Where a line in the records holds "webkit", count it once; return only the final number.
■ ■ ■ ■ ■ ■ ■
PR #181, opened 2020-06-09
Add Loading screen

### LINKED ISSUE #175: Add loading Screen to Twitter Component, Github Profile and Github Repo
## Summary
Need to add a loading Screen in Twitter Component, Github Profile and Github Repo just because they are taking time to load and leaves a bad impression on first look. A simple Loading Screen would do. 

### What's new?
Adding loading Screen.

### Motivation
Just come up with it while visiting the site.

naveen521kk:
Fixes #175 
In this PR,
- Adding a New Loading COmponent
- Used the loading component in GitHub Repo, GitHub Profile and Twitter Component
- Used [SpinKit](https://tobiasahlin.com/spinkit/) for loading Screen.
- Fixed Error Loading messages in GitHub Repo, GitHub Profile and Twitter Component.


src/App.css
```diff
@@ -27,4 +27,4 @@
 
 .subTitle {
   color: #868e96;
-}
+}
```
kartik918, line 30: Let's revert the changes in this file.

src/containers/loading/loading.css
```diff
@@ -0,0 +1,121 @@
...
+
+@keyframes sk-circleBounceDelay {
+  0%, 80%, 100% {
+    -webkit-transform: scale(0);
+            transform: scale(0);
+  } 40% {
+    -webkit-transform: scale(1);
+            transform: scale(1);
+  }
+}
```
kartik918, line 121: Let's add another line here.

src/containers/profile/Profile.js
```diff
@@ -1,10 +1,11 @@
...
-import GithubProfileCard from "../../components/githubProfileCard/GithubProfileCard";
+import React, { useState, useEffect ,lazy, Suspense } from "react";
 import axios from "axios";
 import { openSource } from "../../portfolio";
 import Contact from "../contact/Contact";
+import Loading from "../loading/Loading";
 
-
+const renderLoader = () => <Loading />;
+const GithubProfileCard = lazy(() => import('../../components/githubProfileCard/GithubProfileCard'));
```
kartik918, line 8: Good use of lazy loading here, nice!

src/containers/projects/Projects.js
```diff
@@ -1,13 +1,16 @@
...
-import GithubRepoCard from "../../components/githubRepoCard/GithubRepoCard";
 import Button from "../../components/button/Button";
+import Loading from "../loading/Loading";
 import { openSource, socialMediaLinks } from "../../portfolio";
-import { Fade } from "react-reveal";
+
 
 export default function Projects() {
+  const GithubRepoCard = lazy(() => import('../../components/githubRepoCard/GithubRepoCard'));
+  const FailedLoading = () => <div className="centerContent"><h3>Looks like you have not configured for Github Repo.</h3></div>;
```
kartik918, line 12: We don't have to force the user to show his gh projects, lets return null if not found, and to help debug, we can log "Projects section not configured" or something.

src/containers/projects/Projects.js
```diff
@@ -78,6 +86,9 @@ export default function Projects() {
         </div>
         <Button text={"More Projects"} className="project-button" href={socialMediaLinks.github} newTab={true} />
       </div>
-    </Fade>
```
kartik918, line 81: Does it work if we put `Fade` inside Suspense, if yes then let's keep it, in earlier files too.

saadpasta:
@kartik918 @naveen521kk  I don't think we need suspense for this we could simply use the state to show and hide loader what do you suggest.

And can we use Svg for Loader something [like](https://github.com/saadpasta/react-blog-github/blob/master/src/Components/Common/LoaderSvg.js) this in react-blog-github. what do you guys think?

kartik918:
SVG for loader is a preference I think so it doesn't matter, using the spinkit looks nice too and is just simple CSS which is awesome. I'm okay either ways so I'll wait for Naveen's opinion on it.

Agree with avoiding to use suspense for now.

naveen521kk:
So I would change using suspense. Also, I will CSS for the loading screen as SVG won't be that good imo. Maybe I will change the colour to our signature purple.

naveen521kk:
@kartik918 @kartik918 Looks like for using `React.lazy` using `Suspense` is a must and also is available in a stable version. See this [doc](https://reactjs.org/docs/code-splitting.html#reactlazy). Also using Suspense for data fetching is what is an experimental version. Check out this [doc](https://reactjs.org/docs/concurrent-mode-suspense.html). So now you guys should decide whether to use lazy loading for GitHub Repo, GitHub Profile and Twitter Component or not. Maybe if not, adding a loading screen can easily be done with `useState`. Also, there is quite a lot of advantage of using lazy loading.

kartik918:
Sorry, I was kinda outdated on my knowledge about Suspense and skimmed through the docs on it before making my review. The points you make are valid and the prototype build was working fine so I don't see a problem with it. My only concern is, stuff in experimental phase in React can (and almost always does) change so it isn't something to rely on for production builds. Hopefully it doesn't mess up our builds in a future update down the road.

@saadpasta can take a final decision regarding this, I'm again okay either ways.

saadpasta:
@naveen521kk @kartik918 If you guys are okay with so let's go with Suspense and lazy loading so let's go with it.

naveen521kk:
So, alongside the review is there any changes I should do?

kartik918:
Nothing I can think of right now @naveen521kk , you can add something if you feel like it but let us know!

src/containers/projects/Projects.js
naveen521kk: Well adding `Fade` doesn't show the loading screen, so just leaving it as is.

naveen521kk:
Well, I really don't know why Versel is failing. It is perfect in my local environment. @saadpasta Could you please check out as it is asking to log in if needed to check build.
■ ■ ■ ■ ■ ■ ■
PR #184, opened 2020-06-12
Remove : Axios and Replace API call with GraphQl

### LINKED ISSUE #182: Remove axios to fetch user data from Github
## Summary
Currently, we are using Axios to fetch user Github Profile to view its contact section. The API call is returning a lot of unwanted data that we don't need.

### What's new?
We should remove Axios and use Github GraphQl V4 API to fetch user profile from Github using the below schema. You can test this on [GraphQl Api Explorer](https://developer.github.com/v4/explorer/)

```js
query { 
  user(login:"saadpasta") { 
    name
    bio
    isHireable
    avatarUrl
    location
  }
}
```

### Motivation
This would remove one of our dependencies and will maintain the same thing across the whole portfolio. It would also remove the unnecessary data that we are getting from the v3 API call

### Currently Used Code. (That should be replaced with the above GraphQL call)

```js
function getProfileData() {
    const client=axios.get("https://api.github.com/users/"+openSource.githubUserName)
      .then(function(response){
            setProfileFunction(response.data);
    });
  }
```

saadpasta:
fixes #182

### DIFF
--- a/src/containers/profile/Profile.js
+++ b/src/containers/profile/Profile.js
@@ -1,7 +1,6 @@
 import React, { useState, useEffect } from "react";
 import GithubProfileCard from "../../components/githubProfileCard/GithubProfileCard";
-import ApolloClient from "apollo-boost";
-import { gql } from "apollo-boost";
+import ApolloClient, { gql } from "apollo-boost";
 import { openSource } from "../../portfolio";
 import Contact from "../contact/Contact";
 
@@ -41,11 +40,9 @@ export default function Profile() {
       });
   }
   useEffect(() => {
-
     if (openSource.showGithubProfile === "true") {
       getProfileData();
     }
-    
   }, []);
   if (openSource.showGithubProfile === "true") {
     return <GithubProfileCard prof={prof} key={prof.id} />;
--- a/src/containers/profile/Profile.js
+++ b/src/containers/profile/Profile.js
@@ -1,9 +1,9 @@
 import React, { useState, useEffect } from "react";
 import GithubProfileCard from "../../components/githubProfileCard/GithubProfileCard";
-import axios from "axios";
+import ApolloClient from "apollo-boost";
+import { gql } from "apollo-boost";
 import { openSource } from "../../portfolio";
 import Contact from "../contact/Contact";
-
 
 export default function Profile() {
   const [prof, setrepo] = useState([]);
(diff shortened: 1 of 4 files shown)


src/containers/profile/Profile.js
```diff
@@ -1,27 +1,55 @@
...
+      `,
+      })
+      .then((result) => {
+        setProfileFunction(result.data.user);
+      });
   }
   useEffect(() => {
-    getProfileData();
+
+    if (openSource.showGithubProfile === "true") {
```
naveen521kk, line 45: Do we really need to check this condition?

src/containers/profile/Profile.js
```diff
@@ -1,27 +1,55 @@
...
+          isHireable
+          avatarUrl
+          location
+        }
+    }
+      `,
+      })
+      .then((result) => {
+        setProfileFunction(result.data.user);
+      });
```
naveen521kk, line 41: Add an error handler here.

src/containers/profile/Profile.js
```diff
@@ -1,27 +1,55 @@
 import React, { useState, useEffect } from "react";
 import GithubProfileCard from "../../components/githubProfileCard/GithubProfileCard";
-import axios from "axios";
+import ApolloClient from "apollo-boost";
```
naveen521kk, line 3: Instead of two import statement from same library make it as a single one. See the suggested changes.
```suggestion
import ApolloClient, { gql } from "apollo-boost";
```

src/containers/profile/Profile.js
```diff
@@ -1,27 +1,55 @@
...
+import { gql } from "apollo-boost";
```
■ ■ ■ ■ ■ ■ ■
Result for this task :: 2